Case in point: Krispy Kreme has announced plans to open their first shop in Paris by the end of the year.

Along with opening a new sit-down location, Boneshaker quietly pivoted to become an all-vegan shop in 2019, swapping out eggs and butter for aquafaba or chickpea water, oil, and margarine. In August, Bankert published Voilà Vegan, her first cookbook featuring plant-based desserts.

Back at Momzi, Samiyi, 34, also breaks with tradition and fries his donuts in organic coconut oil rather than vegetable oil, which studies have shown can produce toxic compounds in high temperatures. The coconut oil also leaves a cleaner, smoother finish in the mouth, he added.

The boutique concept reflects Samiyi’s multi-layered background: a California native of Iranian and Azerbaijan descent, who studied pharmacology (which is perhaps why he uses little sugar in his donuts) and piano before switching gears to study pâtisserie and becoming head pastry chef at the Michelin-starred restaurant Pilgrim in Paris.

Named after the term of endearment he uses to call his mother, Momzi also pays tribute to the matriarchs in his family, with names like Mother of Fig, an homage to his grandmother’s Persian koloocheh fig cake, or Mother of Dragons, made with three types of pistachios.

With his friend and business partner Thomas Bellego, a well-connected fashion and jewelry designer, the pair aimed to create an haute couture version of donuts. To mimic luxury fashion boutiques where scarcity translates to exclusivity, only six donuts, three on each side of the 130-square boutique, appear floating against infinity mirrors to create the illusion of plenty.

The slick, stylized photos on Momzi’s Instagram page are shot by high-end fashion photographers who work with Chanel and Dior and are overseen by Bellego who acts as artistic director.

Within just a year of opening in 2022, Samiyi has done luxury collaborations with Balenciaga, Saint Laurent, and LVMH-owned luxury department store La Samaritaine and created a new citrus Christmas donut for Vogue France, which dedicated a spread to Momzi last year.

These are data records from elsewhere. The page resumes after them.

Issue #4073, opened 2019-04-23
FileFilter: add option to remove all meta values


timosachsenberg:
would be a useful option to delete all meta data in id and quant files (e.g., to trim down size)

poshul:
I've implemented this in a pull request. It should be noted that the size of files doesn't change substantially in my tests. I think this is still a worthwhile option for sanitizing data from proprietary workflows.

It’s the kind of buzz that would be the envy of many long-established pastry chefs in Paris.

“I think fashion houses and big brands are always looking for something new and trendy,” Samiyi said. “You do have all these famous pastry chefs in Paris who do wonderful things, but it’s still within the realm of pastry.”

Momzi has also drawn interest from overseas food media in South Korea and Japan, and Samyi has fielded several proposals to open a US outpost of Momzi.

“It’s my goal, I really want to go to the U.S.,” he said. “But at this point it’s more like a five-year plan.”